DATA RECORDS ▸
========================================

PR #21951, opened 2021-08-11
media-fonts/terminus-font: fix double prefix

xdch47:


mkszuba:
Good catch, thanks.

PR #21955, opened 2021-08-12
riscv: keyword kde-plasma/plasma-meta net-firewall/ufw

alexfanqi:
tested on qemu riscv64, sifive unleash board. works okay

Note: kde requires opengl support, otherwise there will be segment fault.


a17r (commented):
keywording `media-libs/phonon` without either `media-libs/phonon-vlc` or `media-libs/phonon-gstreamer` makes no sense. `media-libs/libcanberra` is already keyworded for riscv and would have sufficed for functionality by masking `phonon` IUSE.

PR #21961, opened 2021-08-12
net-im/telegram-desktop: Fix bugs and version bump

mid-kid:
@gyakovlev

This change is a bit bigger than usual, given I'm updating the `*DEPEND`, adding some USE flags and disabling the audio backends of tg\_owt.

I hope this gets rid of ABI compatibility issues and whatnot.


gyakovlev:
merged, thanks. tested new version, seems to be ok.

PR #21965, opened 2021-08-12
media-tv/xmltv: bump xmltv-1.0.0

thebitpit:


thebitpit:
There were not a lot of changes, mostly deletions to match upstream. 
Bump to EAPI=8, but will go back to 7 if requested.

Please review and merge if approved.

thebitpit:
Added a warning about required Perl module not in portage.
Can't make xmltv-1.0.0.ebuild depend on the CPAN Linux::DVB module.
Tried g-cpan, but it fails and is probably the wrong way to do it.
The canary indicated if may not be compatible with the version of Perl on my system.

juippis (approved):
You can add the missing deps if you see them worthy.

========================================

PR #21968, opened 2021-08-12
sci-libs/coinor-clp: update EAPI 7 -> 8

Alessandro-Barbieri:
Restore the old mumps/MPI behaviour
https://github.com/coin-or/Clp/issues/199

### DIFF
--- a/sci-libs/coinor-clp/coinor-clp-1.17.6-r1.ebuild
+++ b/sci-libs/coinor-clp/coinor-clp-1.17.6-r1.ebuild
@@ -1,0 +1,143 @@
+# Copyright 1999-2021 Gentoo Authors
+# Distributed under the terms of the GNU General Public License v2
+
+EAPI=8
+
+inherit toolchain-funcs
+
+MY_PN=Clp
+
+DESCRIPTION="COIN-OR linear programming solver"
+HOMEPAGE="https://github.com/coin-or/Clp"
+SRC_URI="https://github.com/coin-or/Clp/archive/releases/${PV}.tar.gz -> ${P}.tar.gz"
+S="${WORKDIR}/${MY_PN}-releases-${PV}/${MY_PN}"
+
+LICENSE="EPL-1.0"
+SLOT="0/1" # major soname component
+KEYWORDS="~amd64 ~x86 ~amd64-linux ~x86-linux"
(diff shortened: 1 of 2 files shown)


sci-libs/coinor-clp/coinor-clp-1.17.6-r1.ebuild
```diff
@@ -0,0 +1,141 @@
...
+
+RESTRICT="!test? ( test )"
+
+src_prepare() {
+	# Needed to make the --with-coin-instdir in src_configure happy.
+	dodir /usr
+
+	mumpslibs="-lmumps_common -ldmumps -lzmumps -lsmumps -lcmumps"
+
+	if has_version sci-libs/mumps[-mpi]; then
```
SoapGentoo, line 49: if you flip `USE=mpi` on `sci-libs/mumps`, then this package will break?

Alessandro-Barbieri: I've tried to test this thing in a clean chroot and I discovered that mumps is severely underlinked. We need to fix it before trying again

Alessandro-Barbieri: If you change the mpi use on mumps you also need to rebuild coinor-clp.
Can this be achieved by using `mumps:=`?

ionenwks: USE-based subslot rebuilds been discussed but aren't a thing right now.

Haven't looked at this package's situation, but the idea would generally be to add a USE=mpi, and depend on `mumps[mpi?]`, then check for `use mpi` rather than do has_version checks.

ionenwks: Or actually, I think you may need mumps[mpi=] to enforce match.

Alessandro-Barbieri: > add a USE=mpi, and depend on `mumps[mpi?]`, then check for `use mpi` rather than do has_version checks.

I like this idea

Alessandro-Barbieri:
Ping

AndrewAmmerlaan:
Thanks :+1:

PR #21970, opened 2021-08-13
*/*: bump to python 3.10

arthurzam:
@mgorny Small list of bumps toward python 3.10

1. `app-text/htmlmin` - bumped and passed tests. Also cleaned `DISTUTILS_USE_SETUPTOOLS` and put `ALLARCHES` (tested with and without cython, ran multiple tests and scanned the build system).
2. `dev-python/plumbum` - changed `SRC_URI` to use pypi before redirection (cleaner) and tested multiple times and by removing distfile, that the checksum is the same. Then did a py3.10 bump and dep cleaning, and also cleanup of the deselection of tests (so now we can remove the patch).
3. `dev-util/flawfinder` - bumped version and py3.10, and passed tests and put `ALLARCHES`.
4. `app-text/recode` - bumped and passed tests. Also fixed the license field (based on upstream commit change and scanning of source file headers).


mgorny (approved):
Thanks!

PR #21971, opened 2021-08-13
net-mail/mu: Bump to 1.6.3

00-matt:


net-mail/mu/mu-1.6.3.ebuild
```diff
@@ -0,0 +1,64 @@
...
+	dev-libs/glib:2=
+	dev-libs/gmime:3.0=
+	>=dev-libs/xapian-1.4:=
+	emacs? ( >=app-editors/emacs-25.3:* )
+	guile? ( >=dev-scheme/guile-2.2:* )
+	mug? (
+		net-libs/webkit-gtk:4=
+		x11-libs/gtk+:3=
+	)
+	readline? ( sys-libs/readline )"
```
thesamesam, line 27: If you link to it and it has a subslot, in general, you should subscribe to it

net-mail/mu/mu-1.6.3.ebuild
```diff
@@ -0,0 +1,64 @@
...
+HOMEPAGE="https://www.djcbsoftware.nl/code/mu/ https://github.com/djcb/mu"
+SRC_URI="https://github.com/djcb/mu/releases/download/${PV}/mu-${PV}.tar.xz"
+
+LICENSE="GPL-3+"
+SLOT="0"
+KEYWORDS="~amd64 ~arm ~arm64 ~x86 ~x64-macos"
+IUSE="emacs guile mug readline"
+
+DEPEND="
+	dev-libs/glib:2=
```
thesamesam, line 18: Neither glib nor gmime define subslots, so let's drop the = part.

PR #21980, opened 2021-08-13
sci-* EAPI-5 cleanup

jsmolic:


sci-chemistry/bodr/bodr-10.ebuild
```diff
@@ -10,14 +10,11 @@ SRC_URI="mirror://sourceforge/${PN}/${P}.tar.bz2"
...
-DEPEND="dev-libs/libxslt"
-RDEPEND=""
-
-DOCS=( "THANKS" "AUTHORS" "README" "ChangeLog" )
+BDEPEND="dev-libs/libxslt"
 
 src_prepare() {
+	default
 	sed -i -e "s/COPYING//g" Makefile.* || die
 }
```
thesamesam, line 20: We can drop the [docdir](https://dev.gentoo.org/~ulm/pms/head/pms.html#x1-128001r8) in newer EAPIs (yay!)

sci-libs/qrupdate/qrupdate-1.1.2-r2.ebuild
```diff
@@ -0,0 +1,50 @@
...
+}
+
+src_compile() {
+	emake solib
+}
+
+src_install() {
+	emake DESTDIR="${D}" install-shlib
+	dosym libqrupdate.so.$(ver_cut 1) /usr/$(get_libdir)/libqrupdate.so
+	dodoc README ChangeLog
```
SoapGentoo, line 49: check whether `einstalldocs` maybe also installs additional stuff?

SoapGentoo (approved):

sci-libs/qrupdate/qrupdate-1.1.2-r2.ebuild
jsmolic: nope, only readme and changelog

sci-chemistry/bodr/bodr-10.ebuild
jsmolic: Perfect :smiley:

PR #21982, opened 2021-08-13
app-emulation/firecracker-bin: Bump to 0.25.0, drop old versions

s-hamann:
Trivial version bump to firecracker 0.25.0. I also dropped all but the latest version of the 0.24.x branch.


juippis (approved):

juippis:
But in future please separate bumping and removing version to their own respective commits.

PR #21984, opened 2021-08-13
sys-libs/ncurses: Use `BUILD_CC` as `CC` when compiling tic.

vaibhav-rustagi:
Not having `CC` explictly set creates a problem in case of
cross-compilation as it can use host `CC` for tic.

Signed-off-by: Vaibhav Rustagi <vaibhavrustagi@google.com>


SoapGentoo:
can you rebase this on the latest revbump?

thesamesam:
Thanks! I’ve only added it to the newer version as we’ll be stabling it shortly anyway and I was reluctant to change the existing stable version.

========================================

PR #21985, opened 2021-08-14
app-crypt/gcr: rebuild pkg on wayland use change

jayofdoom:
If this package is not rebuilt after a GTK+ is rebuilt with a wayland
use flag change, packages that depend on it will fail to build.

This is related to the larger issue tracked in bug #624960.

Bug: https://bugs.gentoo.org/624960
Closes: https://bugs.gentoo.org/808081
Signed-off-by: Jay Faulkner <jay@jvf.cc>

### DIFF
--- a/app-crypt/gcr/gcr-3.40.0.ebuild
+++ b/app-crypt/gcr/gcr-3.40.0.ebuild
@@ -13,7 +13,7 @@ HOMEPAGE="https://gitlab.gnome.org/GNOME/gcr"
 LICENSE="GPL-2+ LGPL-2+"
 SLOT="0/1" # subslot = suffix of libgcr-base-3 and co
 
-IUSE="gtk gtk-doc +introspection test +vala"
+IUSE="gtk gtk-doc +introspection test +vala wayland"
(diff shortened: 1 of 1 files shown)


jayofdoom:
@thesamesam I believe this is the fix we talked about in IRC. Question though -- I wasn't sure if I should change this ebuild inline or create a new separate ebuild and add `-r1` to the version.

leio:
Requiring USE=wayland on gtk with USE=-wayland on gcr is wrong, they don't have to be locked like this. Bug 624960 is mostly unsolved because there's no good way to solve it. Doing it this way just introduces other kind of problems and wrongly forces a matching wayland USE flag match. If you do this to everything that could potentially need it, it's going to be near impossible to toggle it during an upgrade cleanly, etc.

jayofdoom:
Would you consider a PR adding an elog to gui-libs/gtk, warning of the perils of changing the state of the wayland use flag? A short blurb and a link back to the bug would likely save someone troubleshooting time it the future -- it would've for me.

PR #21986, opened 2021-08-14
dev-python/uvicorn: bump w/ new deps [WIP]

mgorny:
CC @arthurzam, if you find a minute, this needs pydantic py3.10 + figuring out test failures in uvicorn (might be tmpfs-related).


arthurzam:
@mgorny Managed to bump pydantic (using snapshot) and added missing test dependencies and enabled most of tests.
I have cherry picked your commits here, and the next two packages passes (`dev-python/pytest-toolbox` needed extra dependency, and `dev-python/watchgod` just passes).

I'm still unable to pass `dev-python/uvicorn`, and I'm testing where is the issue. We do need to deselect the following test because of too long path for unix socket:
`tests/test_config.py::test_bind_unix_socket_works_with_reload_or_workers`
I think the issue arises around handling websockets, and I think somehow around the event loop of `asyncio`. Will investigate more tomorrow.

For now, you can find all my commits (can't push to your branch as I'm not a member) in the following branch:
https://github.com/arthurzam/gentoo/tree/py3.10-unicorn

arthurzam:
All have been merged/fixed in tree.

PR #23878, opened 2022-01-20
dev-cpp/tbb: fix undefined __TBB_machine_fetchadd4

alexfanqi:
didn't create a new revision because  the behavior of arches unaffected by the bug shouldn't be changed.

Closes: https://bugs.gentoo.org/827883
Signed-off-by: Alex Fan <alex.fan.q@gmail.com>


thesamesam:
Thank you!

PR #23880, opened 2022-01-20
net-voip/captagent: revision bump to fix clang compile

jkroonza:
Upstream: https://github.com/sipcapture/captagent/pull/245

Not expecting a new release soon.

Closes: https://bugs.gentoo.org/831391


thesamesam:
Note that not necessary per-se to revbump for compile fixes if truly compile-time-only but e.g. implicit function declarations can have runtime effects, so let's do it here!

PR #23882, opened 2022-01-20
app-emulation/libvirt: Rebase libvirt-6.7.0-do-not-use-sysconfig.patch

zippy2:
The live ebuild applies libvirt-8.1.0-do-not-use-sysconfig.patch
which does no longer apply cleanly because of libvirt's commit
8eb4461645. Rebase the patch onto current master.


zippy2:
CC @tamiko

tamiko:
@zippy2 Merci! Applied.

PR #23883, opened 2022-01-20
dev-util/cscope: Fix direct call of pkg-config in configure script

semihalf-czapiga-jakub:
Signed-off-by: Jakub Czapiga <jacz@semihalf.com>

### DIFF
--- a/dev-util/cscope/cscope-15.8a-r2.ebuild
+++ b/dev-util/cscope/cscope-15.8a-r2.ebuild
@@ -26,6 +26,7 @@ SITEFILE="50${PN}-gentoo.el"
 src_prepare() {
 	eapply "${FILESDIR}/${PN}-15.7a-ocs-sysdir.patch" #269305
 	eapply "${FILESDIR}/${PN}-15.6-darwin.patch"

========================================

HOW TO COMPLETE THIS TASK ▸ Take the line above containing "PR #21951, opened 2021-08-11", the line containing "I hope this", and all lines in between, and copy them exactly without anything else.

SOLVED EXERCISE ▸
PR #21951, opened 2021-08-11
media-fonts/terminus-font: fix double prefix

xdch47:


mkszuba:
Good catch, thanks.

PR #21955, opened 2021-08-12
riscv: keyword kde-plasma/plasma-meta net-firewall/ufw

alexfanqi:
tested on qemu riscv64, sifive unleash board. works okay

Note: kde requires opengl support, otherwise there will be segment fault.


a17r (commented):
keywording `media-libs/phonon` without either `media-libs/phonon-vlc` or `media-libs/phonon-gstreamer` makes no sense. `media-libs/libcanberra` is already keyworded for riscv and would have sufficed for functionality by masking `phonon` IUSE.

PR #21961, opened 2021-08-12
net-im/telegram-desktop: Fix bugs and version bump

mid-kid:
@gyakovlev

This change is a bit bigger than usual, given I'm updating the `*DEPEND`, adding some USE flags and disabling the audio backends of tg\_owt.

I hope this gets rid of ABI compatibility issues and whatnot.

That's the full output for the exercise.